Voltando para o nosso relato, as campanhas de campo continuam dando bons frutos. Embora a harpia ainda não tenha dado o “ar da graça”, foram registradas espécies como o gavião-pato (Spizaetus melanoleucus) e gavião-pega-macaco (Spizaetus tyrannus). Além disso, olha que bacana: o ninho de gavião-de-penacho foi encontrado. E com a ajuda da fêmea!!
“No segundo dia de busca da terceira campanha, uma fêmea de gavião-de-penacho foi registrada pousada em uma bela e grande árvore. Ela, logo em seguida, voou para uma árvore próxima. Na tentativa de não a perder de vista, a equipe não só a encontrou, como também conseguiu registrar o exuberante ninho do casal E EM ATIVIDADE! “Lindo, pode acreditar!”, contou o pesquisador do Projeto Harpia, Paulo Quadros.
Tudo isso é só um resumo. Também teve avistamento de anta (Tapirus terrestris), onça-parda (Puma concolor), mamíferos de pequeno porte, além de outras aves, como o ameaçado e endêmico da Mata Atlântica, gavião-pombo-pequeno (Amadonastur lacernulatus) e um fantasma das matas, o lendário jacu-estalo (Neomorphus geoffroyi).

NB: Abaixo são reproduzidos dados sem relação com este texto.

PR #148, opened 2018-07-11
Discard inode cache

bschatz-swift:
Added a timer thread that discards inodes from the inode cache when the inode cache size is above a certain number of bytes.

The code works when testing with proxyfsd.   However, the FS test hangs.

While I am debugging that - I would appreciate code review feedback.  I have targeted some ares with 'TODO' since I have open questions.


fs/treewalk.go
```diff
@@ -1241,7 +1241,7 @@ func (sVS *scrubVolumeStruct) scrubVolumeInode(inodeNumber uint64) {
 
 	defer sVS.jobReleaseParallelism()
 
-	inodeLock, err = sVS.volume.initInodeLock(inode.InodeNumber(inodeNumber), nil)
+	inodeLock, err = inode.InitInodeLock(sVS.jobStruct.volumeName, inode.InodeNumber(inodeNumber), nil)
```
edmc-ss: I guess this surprised me... I thought you had said you moved this API to DLM... and not INODE.

As for adding APIs to package Inode, I'm quite a bit more critical... as all of the existing APIs in package Inode are methodically tested... so I'll have a high bar for agreeing that an API needs to be added. Let's see the test code for this...

inode/config.go
```diff
@@ -94,6 +98,7 @@ type globalsStruct struct {
 	corruptionDetectedFalseBuf         []byte                        // holds serialized CorruptionDetected == false
 	versionV1Buf                       []byte                        // holds serialized Version            == V1
 	inodeRecDefaultPreambleBuf         []byte                        // holds concatenated corruptionDetectedFalseBuf & versionV1Buf
+	inodeSize                          uint64                        // size of in-memory inode struct
```
edmc-ss, line 101: As we've discussed... I do not agree with this number as it is actually only capturing the relatively small "constant" part of the size of an inode. I realize your and @charmster's differing opinions on this that "users think in terms of size, not count", but that is very, very hard to quantify. Sure, we could do it... but I doubt that's worth the effort to be honest. So I'd much prefer sticking with counts.

To that end, there is tremendous value in following a convention set by many other such mechanisms. All of those use counts... so it is bucking the pseudo standard as well to switch to size for just this one. It's kind of like somebody saying "hey, I like 6 character tab stops instead of the 4 character tab stops... so in the code I write I'll use 6". Does this make sense?

inode/config.go
```diff
@@ -116,6 +121,8 @@ func Up(confMap conf.ConfMap) (err error) {
 		flowControl                                    *flowControlStruct
 		flowControlName                                string
 		flowControlSectionName                         string
+		LRUCacheMaxBytes                               uint64
+		LRUDiscardTimeInterval                         time.Duration
```
edmc-ss: As we've discussed, I dislike any sort of polling and would much prefer triggering the code that evicts at the point of insertion. Sure, it could be done in the background (by simply launching a goroutine)... indeed, that is the pattern for lots of things going on in ProxyFS (check out the quota limiting the number of chunked PUTs underway). Sure, it's a bit complicated to manage, but is far more deterministic than polling which could fall behind and is, thus, difficult to tune.

What I'm suggesting is we have a (lock-protected) flag that says whether a eviction goroutine is already running or not such that when inserting in the inodeCache would trigger an eviction that a new goroutine is only launched when that flag is false. Hope this makes sense.

inode/config.go
```diff
@@ -192,6 +199,9 @@ func Up(confMap conf.ConfMap) (err error) {
 	globals.accountMap = make(map[string]*volumeStruct)
 	globals.flowControlMap = make(map[string]*flowControlStruct)
 
+	var tmpInode inMemoryInodeStruct
+	globals.inodeSize = uint64(unsafe.Sizeof(tmpInode))
```
edmc-ss, line 237: See my earlier comment.

If you look at the inMemoryInodeStruct, you will see all manner of by-reference fields.
So I guess I shouldn't be surprised that the value calculated here is 300 Bytes...
I believe the actual average size is more like 1KB to 2KB of course depending on how
many extents are in a fileInode's ExtentMap and how many elements are in a dirInode's DirMap.

inode/config.go
```diff
@@ -210,6 +220,28 @@ func Up(confMap conf.ConfMap) (err error) {
...
+		if nil != err {
+			return
+		}
+		volume.inodeCacheLRUTickerInterval = LRUDiscardTimeInterval
+		volume.inodeCacheLRUTicker = time.NewTicker(volume.inodeCacheLRUTickerInterval)
+
+		go func() {
+			for range volume.inodeCacheLRUTicker.C {
+
+				// TODO - Do we have to worry about the volume being removed?
```
edmc-ss: Indeed - is there no sync.WaitGroup that the volume deletion code can at least Wait() on?

inode/config.go
```diff
@@ -894,7 +926,17 @@ func ExpandAndResume(confMap conf.ConfMap) (err error) {
 }
 
 func Down() (err error) {
+
+	// Stop the goroutine which culls the inodeCache
+	// TODO - Any issues with the pause/resume code?????
```
edmc-ss: I think inodeCache eviction is questionable to run while paused... our only requirement is that inode not call any layer below it while paused. Cache eviction does involve taking out a DLM Lock, right? That said, I'm not sure what the DLM layer expects - so it may just happen to work - but this is, I think, a totally unnecessary violation of the Pause-semantic.

I'd just do the same thing during Pause (for EVERY volume) that we need to do when deleting a volume - i.e. "drain" any inodeCache eviction goroutine(s). Given the Pause semantics, we will also be assured that no "outside" stimulus will cause us to need to find room in the inodeCache, right?

To be clear - if we are to continue this "polling" approach, we not only need to drain any ongoing eviction goroutine logic but we also need to pause/halt the polling, ok?

inode/config.go
```diff
@@ -894,7 +926,17 @@ func ExpandAndResume(confMap conf.ConfMap) (err error) {
...
+	for _, volume := range globals.volumeMap {
+		if volume.active {
+			volume.inodeCacheLRUTicker.Stop()
```
edmc-ss: Excellent! Just do this in Pause as well... plus remember to restart it for all active volumes at time of Resume/Expand.

inode/inode.go
```diff
@@ -351,13 +352,78 @@ func (vS *volumeStruct) inodeCacheTouch(inode *inMemoryInodeStruct) {
...
 
+// TODO: What happens if the volume is removed?  What if
+// failover?
+func (vS *volumeStruct) inodeCacheDiscard() {
+	inodesToDrop := uint64(0)
+
+	vS.Lock()
+
+	if (vS.inodeCacheLRUItems * globals.inodeSize) > vS.inodeCacheLRUMaxBytes {
+		// Check, at most, 1.25 * (minimum_number_to_drop)
```
edmc-ss, line 362: Unless you always evict the total # of inodes in excess of the limit at each timer tick, it is quite possible that a too large timer tick interval may fall further and further behind... hence one of a few reasons why I prefer a "triggered-by-exceeding-the-limit" mechanism over a "polling" one.

inode/inode.go
```diff
@@ -351,13 +352,78 @@ func (vS *volumeStruct) inodeCacheTouch(inode *inMemoryInodeStruct) {
...
+			inodeRWLock.Unlock()
+			vS.inodeCacheTouchWhileLocked(ic)
+			continue
+		}
+
+		vS.Unlock()
+
+		var ok bool
+
+		ok, err = vS.inodeCacheDrop(ic)
```
edmc-ss, line 396: This, I think, is awkward... you could simply drop ic while still locked... that way, you'll always be dropping the head element. That said, since ...Drop() can drop out of the middle of the LRU, this is actually fine.

inode/inode.go
```diff
@@ -351,13 +352,78 @@ func (vS *volumeStruct) inodeCacheTouch(inode *inMemoryInodeStruct) {
...
+		if err != nil || !ok {
+			pStr := fmt.Errorf("The inodes was not found in the inode cache - ok: %v err: %v", ok, err)
+			panic(pStr)
+		}
+
+		// TODO - I am releasing the locks out of order here.   That seems wrong.
+		// We acquire the locks in this order:
+		// 1. Volume lock
+		// 2. DLM lock for inode
```
edmc-ss: I think the reason it is ok to do (1) before (2) is because you are doing a TryLock for (2).
So I don't think it's actually wrong... Does this make sense?

inode/inode.go
```diff
@@ -351,13 +352,78 @@ func (vS *volumeStruct) inodeCacheTouch(inode *inMemoryInodeStruct) {
...
+}
+
 func (vS *volumeStruct) inodeCacheDropWhileLocked(inode *inMemoryInodeStruct) (ok bool, err error) {
 	ok, err = vS.inodeCache.DeleteByKey(inode.InodeNumber)
 	if (nil != err) || !ok {
 		return
 	}
 
-	// TODO: Remove inode from inodeCacheLRU
+	// QUESTION - Is the above TODO still correct?????
```
edmc-ss: Yeah - I must have forgotten to remove this TODO - since I implemented it.

BTW, personal preference... I would have much preferred you actually "called" the routines I wrote (as you would have had to do had you converted to list.List, right?)... I really don't see why you needed to "embed" my clean/simple func inside your more complex function. At least that's the way it appears in the GitHub/Gerrit-like review tool. Why didn't you just call my function?

inode/locker.go
```diff
@@ -0,0 +1,95 @@
+package inode
```
edmc-ss, line 1: Ok... so to follow the consistency of package Inode, I would have expected to see these APIs listed in inode/api.go. Further, rather than passing the volumeName as an argument, these should have been "methods" of the inode.volumeStruct, right? Sure, package fs needs to call them too I suppose... but in every case it does so, it has the inode VolumeHandle, right?

inode/locker_test.go
```diff
@@ -1,27 +1,32 @@
...
+	testVolumeHandle, err := FetchVolumeHandle("TestVolume")
+	if nil != err {
+		t.Fatalf("FetchVolumeHandle(\"TestVolume\") failed: %v", err)
+	}
+
+	volume := testVolumeHandle.(*volumeStruct)
 
 	// Test: get a lock for vol A inode 2
-	srcDirLock, err := mS.volStruct.initInodeLock(inodeNumber, nil)
+	srcDirLock, err := InitInodeLock(volume.volumeName, inodeNumber, nil)
```
edmc-ss: Yeah, here is the first example... I think fs's volume should already have an inode VolumeHandle, right?

Anyway, I like that the test code moved, too :-).

But where are all the changes to fs's calls to DLM?
I would have expected a ton of them...

edmc-ss (commented):
So I have a lot of comments... sorry.
Many are my personal preferences... hope you don't mind too much.

edmc-ss:
Apologies... I was confused by not seeing the changes in fs/api_internal.go... these are the calls to the DLM wrappers that have now moved to Inode so not seeing them was confusing.

fs/api_internal.go
```diff
@@ -145,9 +145,9 @@ func (vS *volumeStruct) inFlightFileInodeDataFlusher(inodeNumber inode.InodeNumb
 
 	// Act as if a package fs client called Flush()...
 
-	inodeLock, err = vS.initInodeLock(inodeNumber, nil)
+	inodeLock, err = inode.InitInodeLock(vS.volumeName, inodeNumber, nil)
```
edmc-ss: Ok... now that I could see the formerly collapsed diff of fs/api_internal.go, I'll codify my preference here... Instead of ```inode.InitInodeLock(vs.volumeName, inodeNumber, nil)```, I would have expected to see ```vS.inodeVolumeHandle.InitInodeLock(inodeNumber, nil)```. See the difference?

Meanwhile, that would mean I expected to see the prototype for inode.InitInodeLock (and friends) to instead of being ```func InitInodeLock(volumeName string, inodeNumber InodeNumber, callerID dlm.CallerID)``` to be ```func (vS *volumeStruct) InitInodeLock(inodeNumber InodeNumber, callerID dlm.CallerID)```.

Of course, as I think I've verbalized elsewhere, I see that you put these APIs in inode because they reference InodeNumber. I think something we all should internalize is that InodeNumber is a uint64... comes from the Nonce space shared by *all* enumerated resources that might conceivably be locked... and, hence, DLM could merely expose these APIs but calling what is now termed the ```inodeNumber InodeNumber``` argument as, simply, ```key uint64```.

I realize you and @charmster have, at times, preferred e.g. that the Nonce spaces for InodeNumbers be distinct from, e.g., LogSegmentNumbers... but that's simply not a trivial change...with very little benefit (if any). So again, let's all agree on the current implementation of ProxyFS having this property (my hope) and reconsider the choice to place these InodeNumber-specific wrappers in (fs previously but now) inode. Just my $0.02.

bschatz-swift: Added a receiver for the functions related to wrapping DLM locks for inodes.

inode/locker_test.go
bschatz-swift: Yes - changed

inode/locker.go
bschatz-swift: Done

inode/inode.go
bschatz-swift: Must be a github interface problem - I am only calling your functions unless I am missing something

inode/inode.go
bschatz-swift: Makes sense - wanted to call it out so that we are all on the same page

inode/inode.go
bschatz-swift: Let me think this one over some more - to be honest I think it is cleaner to keep the lock and call inodeCacheDropLocked()...

inode/config.go
bschatz-swift: done

inode/config.go
bschatz-swift: We now start the discard routine in Up() and ExpandAndResume().   We stop the discard routine in Down() and PauseAndContract()

inode/config.go
bschatz-swift: Not that I am aware of...

fs/treewalk.go
bschatz-swift: Fix per comments below...

Issue #149, opened 2018-07-11
Support delimiter requests for container listings


tipabu:
Currently, trying to list a ProxyFS "container" through the `pfs` middleware ignores `delimiter` query params, causing all objects in the container to be listed.

This would probably be fairly cheap to do for `delimiter=/`, but the more general case still requires that we walk the whole tree. Maybe it'd be enough for 90% of use cases to support `/` and 400 any other delimiters?

Fixing this should solve several Swift and Swift3 functional tests (as well as make large volumes manageable for Swift API users).

gerardgine:
Changes included in tag 1.5.3.1 and merged into development + stable branches.

PR #157, opened 2018-07-18
Added delimiter support

gerardgine:


jrpcfs/middleware_test.go
```diff
@@ -697,6 +697,44 @@ func TestRpcGetContainerPrefixAndMarker(t *testing.T) {
...
+	}
+	response = GetContainerReply{}
+	err = server.RpcGetContainer(&request, &response)
+
+	assert.Nil(err)
+	assert.Equal(1, len(response.ContainerEntries))
+	ents = response.ContainerEntries
+	assert.Equal(".git/logs/refs", ents[0].Basename)
+}
+
```
edmc-ss, line 742: Interesting... hadn't noticed this before - and please don't feel like you need to change... but the convention in Go test code is to reference your `t *testing.T` argument... and invoke APIs relative to that (see the description of what's available for `type T` at https://golang.org/pkg/testing/).

I take it all these `assert.*()` calls will simply panic. `go test` will definitely see this as a failed test...but in a less clean way I suppose. Alas, package test didn't deign to include all these assert functions you (and Sam) are using from package github.com/stretchr/testify/assert :-(.

pfs_middleware/pfs_middleware/middleware.py
```diff
@@ -1200,8 +1205,16 @@ def _json_container_get_response(self, container_entries, account_name):
...
+            if delimiter != "" and "IsDir" in ent and ent["IsDir"]:
+                json_entries.append({"subdir": ent["Basename"] + delimiter})
+
         return json.dumps(json_entries)
 
+    # TODO: This method is usually non reachable, because at some point in the
+    # pipeline, we convert JSON to XML. We should either remove this or update
+    # it to support delimiters in case it's really needed.
+    # Same thing probably applies to plain text responses.
     def _xml_container_get_response(self, container_entries, account_name,
```
edmc-ss, line 1218: Doesn't this get called if the request specifies XML response?

edmc-ss (approved):
Looks great!

Plus I don't anticipate any merge conflicts with development versus your hotfix on top of 1.5.3 (he says hopefully).

jrpcfs/middleware_test.go
bschatz-swift: @edmc-ss The assert calls will show up as a failed test at the end of the run.  They will not panic.

bschatz-swift: @edmc-ss The assert() calls don't panic.  They just fail the individual test.
After all tests are executed a summary of failures is printed.

bschatz-swift (approved):
I only looked at the Go related changes

pfs_middleware/pfs_middleware/middleware.py
timuralp: Depends on the version of Swift -- unfortunately. With Swift 2.16.0 or later (and 2.15.3 SwiftStack Swift release), this middleware will only ever see content type as application/json. There is a different piece of middleware -- `listing_formats`, which requests JSON back and then mutates it to any form that the client requests (plain or xml). We can probably remove this additional formatting code, actually, and always return JSON if we have a guarantee about the Swift version.

jrpcfs/middleware_test.go
edmc-ss: Aha! That is because of line 702: assert := assert.New(t)

That line "shadows" the package (really a subdir of a package) named assert with an instance of the (sub)package's wrapper around a *testing.T... makes sense.

edmc-ss:
Can we be sure to comment on and close out Issue https://github.com/swiftstack/ProxyFS/issues/149

jrpcfs/middleware_test.go
gerardgine: To be honest, I just copied and pasted one of Sam's tests and adapted it to my additions. What I know is I ran the tests, and they passed. In this case, yes, thanks to the line @edmc-ss pointed out.

gerardgine:
Closing this PR, as the changes were finally applied to hotfix 1.5.3.1 and merged into development and stable.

Instalação e monitoramento de armadilhas fotográficas / FOTOS: Leonardo marujo e Paulo Quadros
Também foram registradas imagens de tatu-canastra (Priodontes maximus), jaguatirica (Leopardus pardalis), cutia (Dasyprocta sp.), gato-mourisco (Herpailurus yagouaroundi) e onça-pintada (Panthera onca), captadas por armadilhas fotográficas, também chamadas de câmeras trap.
O projeto também deixou sua participação em eventos extremamente salutares nas tomadas de decisão dentro do PERD, como foi o caso do Plano de Pesquisas e Seminário de Pesquisas Integradas. Vale destacar que os registros nas armadilhas fotográficas contribuem de forma importante para o levantamento de dados e fortalecimento de laços entre os projetos atuantes no PERD.
Ufa... É muita coisa que só aconteceu graças a todos e todas que estiveram envolvidos com o projeto. Gente no mato, no escritório, na estratégia, na produção e na ciência. Enquanto houver tempo, o Projeto Harpia vai estar lutando pela defesa da biodiversidade. Pode apostar!
Espécies captadas por meio de câmera trap
Projeto Harpia
Há mais de 20 anos, a descoberta de um ninho de gavião-real nas florestas da região norte do Brasil, próximo a Manaus, dava origem ao que viria a se tornar o “Projeto Harpia”. A oportunidade de proteger a espécie - ameaçada de extinção desde 2014 - inspirou um pequeno grupo de biólogos a desenvolver estratégias de identificação, mapeamento e monitoramento de ninhos com ajuda de voluntários engajados na luta pela conservação da ave na Amazônia brasileira.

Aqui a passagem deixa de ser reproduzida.